Fact: Those who are mentally ill are more prone to suicide but those without any mental illness may also be driven to it following situations such as a sudden financial loss, sudden discovery of a fatal illness, failure in exams, etc.

Moot point considering failing at suicide will get you a ‘mental illness’ label. That would make successful suicide mentally healthy, and sure, depending on your perspective but, had a person with a sudden financial loss, a terminal illness, flunking out of school, etc. been caught unhappy enough to hang from the rafters, chances are the person could have been labeled depressed (i.e. profoundly unhappy).

I’ve tried arguing against taking unhappiness too seriously, but seriously unhappy people often need the security blanket of a ‘mental illness’ label.

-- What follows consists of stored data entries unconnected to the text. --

PR #379, opened 2026-09-19
fix(pipelines): stop misrouting pipeline_item moves to the wrong conversation

mateusbellozupko:
## Summary
This started as a card-ordering fix and turned up the actual root cause of intermittent "wrong card moves" / "card won't move" reports on the Kanban board.

**Root cause** (`app/controllers/api/v1/pipeline_items_controller.rb#set_pipeline_item`): the lookup for `move_to_stage`/`destroy`/`update_conversation` first tries `Conversation.find_by(display_id: params[:id])`. `display_id` is an integer column, and Rails casts a non-numeric string to its **leading digits** rather than `nil` — so a pipeline_item UUID that happens to start with digits (e.g. `"8a4ab330-...".to_i == 8`) silently matches whichever *unrelated* conversation has that display_id, and the move gets redirected to a completely different item. The item the caller actually specified is never touched. This reproduced 100% of the time for any pipeline_item whose UUID prefix collided with an existing conversation's display_id — confirmed directly against production data where every affected card matched this pattern exactly.

Fixed by only attempting the display_id lookup when the id param is actually a plain integer string.

**Also included**: `Pipeline#pipeline_items` / `PipelineStage#pipeline_items` now order by `(entered_at, id)` instead of relying on Postgres' unordered default, so the Kanban board renders cards in a stable, deterministic order across reloads (this was a real but secondary issue — an unordered association let cards reshuffle position between requests).

## Test plan
- [x] Added a controller spec reproducing the UUID/display_id collision exactly (fails without the fix, passes with it)
- [x] Added model specs proving `pipeline_items` ordering is stable, including the tied-`entered_at` case (bulk API-imported leads)
- [x] Ran the full pipeline model/controller/request spec suite — 102 examples, 0 failures (one pre-existing unrelated failure confirmed present on `main` without any of these changes)
- [x] Verified against live production data: every previously "stuck" card matched the exact digit-collision pattern this fix addresses


mateusbellozupko:
Good catch — pushed a follow-up commit adding `id` as a tiebreaker (`order(:entered_at, :id)`) plus a test covering the tied-`entered_at` case, since that's exactly what bulk API-imported leads hit.

PR #2335, opened 2024-10-11
drivers: dac: max22017 : Change driver name to max22017

RaduSabau1:
## Pull Request Description
Old driver name was max2201x, and now it has to be changed to max22017 since it will only support
the specific chip.

## PR Type

## PR Checklist


RaduSabau1:
V2:
- Fix broken dependencies

buha:
Screenshot from 2024-10-11 15-25-47

Why do the .h files don't show up as `oldfile -> newfile` ? also, the changes count is different (282 vs 289) so this commit does more than it says in the description.

I recommend using `git mv` command to rename files (or rename + move to a different directory)

buha:
Also, I don't see it necessary to have so many commits for this, I'd make 1 commit that renames everything. I find it easier when browsing git log to see only 1 rename commit instead of 5.

RaduSabau1:
Regarding the difference in code lines, that appears because I have removed the enum with the chip IDs, should I mention this in the commit body. Also should all the commits be squashed then?

RaduSabau1:
V3:
- Squashed all commits

amiclaus (approved):

buha:
```$ ag 2201X
drivers/adc/ad405x/README.rst
70:MAX2201X Driver Initialization Example
```

There is another occurrence in another device driver documentation. Could you please fix that too in a separate commit ?

buha:
actually i'll merge and do it myself in the github editor

PR #2344, opened 2024-10-23
 add spi read data correction feature for  sign extend and split status 

mi-zeng:
add a new function ad7606_data_correction_serial to correct spi read serial raw data for
1. sign extend for hardware/bipolar mode in case of negative value
2. split data and status information into 2 arrays.

## PR Type
- [x ] New feature (change that adds new functionality)

## PR Checklist
- [x ] I have followed the [Coding style guidelines](http://analogdevicesinc.github.io/no-OS/drivers_guide.html#coding-style)
- [x ] I have performed a self-review of the changes
- [x ] I have commented my code, at least hard-to-understand parts
- [x ] I have tested in hardware affected projects, at the relevant boards
- [x ] I have signed off all commits from this PR

### DIFF
--- a/drivers/adc/ad7606/ad7606.h
+++ b/drivers/adc/ad7606/ad7606.h
@@ -247,9 +247,9 @@ struct ad7606_range {
  */
 struct ad7606_oversampling {
 	/** Oversampling padding */
-	uint8_t os_pad:4;
+	uint8_t os_pad: 4;
 	/** Oversampling ratio */
-	enum ad7606_osr os_ratio:4;
+	enum ad7606_osr os_ratio : 4;
 };
 
 /**
@@ -400,5 +400,7 @@ int32_t ad7606_set_digital_diag(struct ad7606_dev *dev,
 				struct ad7606_digital_diag diag);
 int32_t ad7606_init(struct ad7606_dev **device,
 		    struct ad7606_init_param *init_param);
+int32_t ad7606_data_correction_serial(struct ad7606_dev *dev,
+				      uint32_t *buf, int32_t *data, uint8_t *status);
 int32_t ad7606_remove(struct ad7606_dev *dev);
 #endif /* AD7606_H_ */
--- a/drivers/adc/ad7606/ad7606.c
+++ b/drivers/adc/ad7606/ad7606.c
@@ -616,16 +616,20 @@ static int32_t cpy18b32b(uint8_t *psrc, uint32_t srcsz, uint32_t *pdst)
 	if (srcsz % 9)
 		return -EINVAL;
 
-	for(i = 0; i < srcsz; i += 9) {
+	for (i = 0; i < srcsz; i += 9) {
 		j = 4 * (i / 9);
-		pdst[j+0] = ((uint32_t)(psrc[i+0] & 0xff) << 10) | ((uint32_t)psrc[i+1] << 2)
-			    | ((uint32_t)psrc[i+2] >> 6);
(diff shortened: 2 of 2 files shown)


buha:
the astyle will sure fail, please run `ci/astyle.sh` script and amend your commit with what it proposes

also, make sure to put a whitespace after `//` like:
```
// comment
```
not
```
//comment
```

drivers/adc/ad7606/ad7606.h
```diff
@@ -391,5 +391,7 @@ int32_t ad7606_set_digital_diag(struct ad7606_dev *dev,
 				struct ad7606_digital_diag diag);
 int32_t ad7606_init(struct ad7606_dev **device,
 		    struct ad7606_init_param *init_param);
+int32_t ad7606_data_correction_serial(struct ad7606_dev *dev,
```
buha, line 394: i assume this new function is called after getting the samples with ad7606_read_samples(), i'd suggest to document this sequence somewhere

another alternative would be to make this new function private and propose a function that gets the data and performs the splitting into data and status buffers internally, perhaps called ad7606_read_data_status()

mi-zeng: hi,
  I prefer former solution because even creating new function, a new pointer for status buffer is still requires, this will change the parameter list of original data read function `ad7606_read_samples()`, which affects all exist project. I feel this is redundent for call 2 functions in a sequence but cannot figure out a better way. I believe this happens a lot during a Build-and-Fix develop mode.
 so where can I do the documentation? I find there is no readme or anything else for single device SDK, perhaps just point out in comments that could be called after read functions?

buha: So what I meant by the 2nd proposal is that you'd have both these functions:
```
ad7606_read_data() // existing, no changes
ad7606_read_data_status() // new

// private/static, inaccessible to the device driver user
ad7606_data_correction_serial()

// the new function makes data reading into data/status buffers "atomic" in the sense that it's only one operation and the user doesn't need to check for intermediate status codes or handle intermediate buffers
ad7606_read_data_status()
     call ad7606_read_data()
     calls ad7606_data_correction_serial() with the output of ad7606_read_data()
```

I hope this is more clear, let me know which approach you choose.

mi-zeng: I chose the 1nd suggestion and have added a note in the funciton description part, thx
image

buha:
So there are some code style changes that we did not enforce so far but will enforce from now on.
https://github.com/analogdevicesinc/no-OS/pull/2352

If you run the ci/astyle.sh from this pull request on your patch, you'll see that it will propose several code style changes. Please do so and resubmit, even though the new astyle.sh is not on main branch yet.

mi-zeng:
Hi,
 
  I have resubmited with new code style changes and the astyle config file.

best

buha:
Good, i see you applied the astyle config changes and ran it over your code, that's good.

But you included the astyle_config changes, they should not be in the commit, just locally on your machine (until we merge the other pull request).

buha:
please don't put the changelog in commit description, put it in a comment in the PR discussion
```
2024.11.11: resubmit with new code style changes without astyle_config change
```

also, what's with the ad3552r changes ?

mi-zeng:
I have made some mistakes with the commit, and trying to fix it right now.

mi-zeng:
11.11 resubmit with #2352 code style

buha (approved):

buha:
looks good now, and sorry for the inconvenience with astyle, from now on the new astyle config is on the main branch and you will not need to do these extra steps

PR #2355, opened 2024-11-07
add script to convert Windows to Unix paths

buha:
## Pull Request Description

When sourcing an environment script such as the Xilinx's settings64.sh, PATH entries need to be converted to Unix compatible paths. This script can be used to perform the conversion like this:

source tools/scripts/git-bash-paths.sh /c/Xilinx/Vitis/2022.2/settings64.sh

It's not necessarily specific to Xilinx platform but we're currently using it only for this purpose with possibility to extend it for other platforms.

Tested with Vitis 2022.2 on various projects for various targets such as zynq7000, microblaze, ultrascale.

## PR Type

## PR Checklist

### DIFF
--- a/tools/scripts/git-bash-paths.sh
+++ b/tools/scripts/git-bash-paths.sh
@@ -1,0 +1,54 @@
+#!/bin/bash
+# SPDX-License-Identifier: GPL-2.0+
+#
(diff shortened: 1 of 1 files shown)


buha:
rebase on newsest main because it contains some relevant changes

amiclaus (approved):

PR #2358, opened 2024-11-07
tools: generic.mk: re-generate object files if flags.txt files have changed

commodo:
## Pull Request Description

    In case CFLAGS,CPPFLAGS,ASFLAGS and OBJS lists change, their respective
    files will also change. This should re-trigger a build.
    
    The 'pre_build' rule is run via the 'update' build rule, which is now
    getting called everything we build 'all'.
    When the 'pre_build' gets run, we re-generate all flags.txt files, and
    overwrite them if they changed.
    When they change, the object file will rebuild.

## PR Type

## PR Checklist

### DIFF
--- a/tools/scripts/generic.mk
+++ b/tools/scripts/generic.mk
@@ -301,32 +301,41 @@ LSCRIPT_FLAG = -T$(LSCRIPT)
 endif
 
 define generate_cflags_func
-echo $(subst \",\\\",$(1)) >> $(CFLAGS_FILE)
+echo $(subst \",\\\",$(1)) >> $(CFLAGS_FILE).tmp
 endef
 
 define generate_cppflags_func
-echo $(subst \",\\\",$(1)) >> $(CPPFLAGS_FILE)
+echo $(subst \",\\\",$(1)) >> $(CPPFLAGS_FILE).tmp
 endef
 
 define generate_asflags_func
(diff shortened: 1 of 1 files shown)


buha:
Yeah this is good.

The most obvious improvement is when content creators keep adding files in src.mk to build up a project from scratch, they can now simply `make` instead of `make update; make`.

buha (dismissed):

buha:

Myth: Strong minds and confident people never attempt suicide. Only weak minds do.
Fact: Strong minds do not exist. Each on of us can suffer from sadness and depression, and attempt suicide, though some are definitely more vulnerable than others.

“Strong minds do not exist.” Oh? Then do confident people exist? We could test the hypothesis if we tortured people, but the UN might object. I’m wondering, if we tortured a number of people so much that 100% percent of them went bonkers, would this experiment help to disprove the connection between ‘mental illness’ and heredity. I mean rather than individuals with a propensity to develop ‘the disease’, you’d have a species that was prone to get ‘the disease’, given sufficient unbearable treatment.

Oh, and it’s Mad Pride Day so I had to come up with something. Have a happy Mad Pride Day no matter how sanely unhappy you happen to be!